Chrysa Keenon | Echo

In 2018, Starbucks announced that they would no longer be using straws. Disney, among other companies, followed. I thought this was great, so I did my part by participating in the #StopSucking campaign by no longer using the offensive plastic at restaurants or at the student center. I thought I was saving the ocean, one straw at a time, from right here in the cornfields.

I was, for the most part, wrong.

Originally, this piece was going to persuade you to stop using straws. However, once I did research on this I realized the issue of banning straws is just a taste of the much larger issue of plastic pollution that is affecting our world today.

According to the NBC article "Banning plastic straws will not be enough: the fight to clean the oceans," 8.8 million tons of plastic gets spilled into the ocean each year. 46 percent of that waste comes from fishing equipment - think torn nets and lost fishing lines. The pollution isn't all just plastic bags or six pack plastic rings, but we have the tendency to think this because that's what we see trapping sea life in the media.

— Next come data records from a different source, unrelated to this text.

PR #1509, opened 2023-11-13
fix(blink): fix signaling for group calls

### LINKED ISSUE #1409: bug(calling): sometimes users can't hear each other
during a group call, 2 participants could hear everyone and be heard by everyone, the other two could hear the other's voices but couldn't be heard.

sdwoodbury:
### What this PR does 📖

- changes the algorithm used to connect peers to each other. Mainly to allow re-sending signals upon failure. 
- changes how peers track each other's state. everything is now consolidated into a `PeerState` struct which tells if the peer is muted, deafened, or recording. It looks like Uplink isn't currently using this information anyway. 

- Resolve #1409 

### Additional comments 🎤
Testing:
- offer a group call when one of the participants doesn't have uplink running. they should be able to turn on uplink and receive the call, and connect to everyone


sdwoodbury:
@coderabbitai pause

sdwoodbury:
making it harder for ppl to merge dev into this branch.

PR #1522, opened 2023-11-15
fix(call): Improv user ui in call

### LINKED ISSUE #1493: bug(ui): Members render off Call UI when too many members
**Issue:**
When you have 10+ users in the group call, the members will start to render off the call UI 

**Screenshot:**
Screenshot 2023-11-09 at 12 17 24 PM

Flemmli97:
### What this PR does 📖

- Fixes the problem where having a lot of users in a call makes it render off screen

- Resolve #1493


kit/src/components/context_menu/context.js
```diff
@@ -1,37 +1,53 @@
+let click = (toggle) => function (ev) {
```
sdwoodbury, line 1: i'm not familiar with this syntax. based off of [this](https://www.w3schools.com/Js/js_es6.asp#mark_arrow) it looks like the arrow can be used to make a lambda like this `(..) => {}` but I'm not familiar with `(..)  => function(..) {}`. is this valid javascript? where can I read more about it?

kit/src/components/context_menu/context.js
```diff
@@ -1,37 +1,53 @@
...
+  const menus = document.getElementsByClassName("context-menu")
+  // Select the current one
+  const context_menu = document.getElementById("UUID-context-menu")
+  let hidden = context_menu.classList.contains("hidden");
+  for (var i = 0; i < menus.length; i++) {
+    menus.item(i).classList.add("hidden")
+  }
+  if (toggle && !hidden) {
+    context_menu.classList.add("hidden")
+    return
```
sdwoodbury, line 14: this should probably have a boolean return type.

ui/src/components/media/calling.rs
```diff
@@ -681,15 +677,82 @@ pub struct CallUserImageProps {
...
+                    }
+                    Err(e) => {
+                        log::error!("eval receiver failed: {:?}", e);
+                    }
+                }
+            }
+        }
+    });
+    let visible_amount = *amount.get() as usize;
+    let (visible, context) = if visible_amount > cx.props.participants.len() {
```
sdwoodbury: this probably needs to be `visible_amount >= cx.props.participants.len()`

kit/src/components/context_menu/context.js
Flemmli97: its just a function creating a function.
so calling click(true) returns the function with toggle being true

kit/src/components/context_menu/context.js
Flemmli97: actually the end return is not needed instead so removed that

sdwoodbury (approved):

phillsatellite (approved):

stavares843 (approved):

When it comes to beach cleanup, straws rank are pretty low on the list, landing 7th in the top ten biggest pollutants on a beach in a study done in 2017. The number one litter found on the average beach is used cigarette butts. However, a ban to cigarettes and lost fishing nets is hardly media glamorous the same way a wounded-by-straw sea turtle is.

Assistant Professor of Sustainable Development Michael Grabowski calls us to look at the life cycle of a plastic product. According to Grabowski, there are three stages of this: the raw resources that creates the product, the product's use and the product's disposal.

According to the 2018 World Resources Institute article, "Banning straws and bags won't solve our plastic problem," it takes more natural resources to create a reusable, paper, or cotton bag. Grabowski says we really shouldn't feel guilty for grabbing a plastic bag at the grocery store if we forgot our cotton bag, but it really helps if we recycle that plastic bag. The recycling helps take the end off the life cycle, and can help limit the resources needed for the next cycle of production.

Grabowski noted that in America, we have laws to put as many plastics into landfills so they don't end up polluting the ocean. But we cannot account for other highly populated countries that might have different regulations than ours.

So, what now? Is banning straws even doing anything if it's on such a small scale? This seems like a pretty circular situation with no immediate solution. While avoiding a straw does in fact do a tiny amount for the Earth, we need to be dealing with concept of pollutants on a much larger scale.

"Every little thing makes a difference," Grabowski said. "And it even gets people aware that their actions do affect others and whether its other people or other parts of the world."

The straw ban is in no way negative for the environment. It's a good conversation starter, but we need to be aware that banning straws is only one baby step toward a discussion for cleaner earth and not a catch for saving our planet.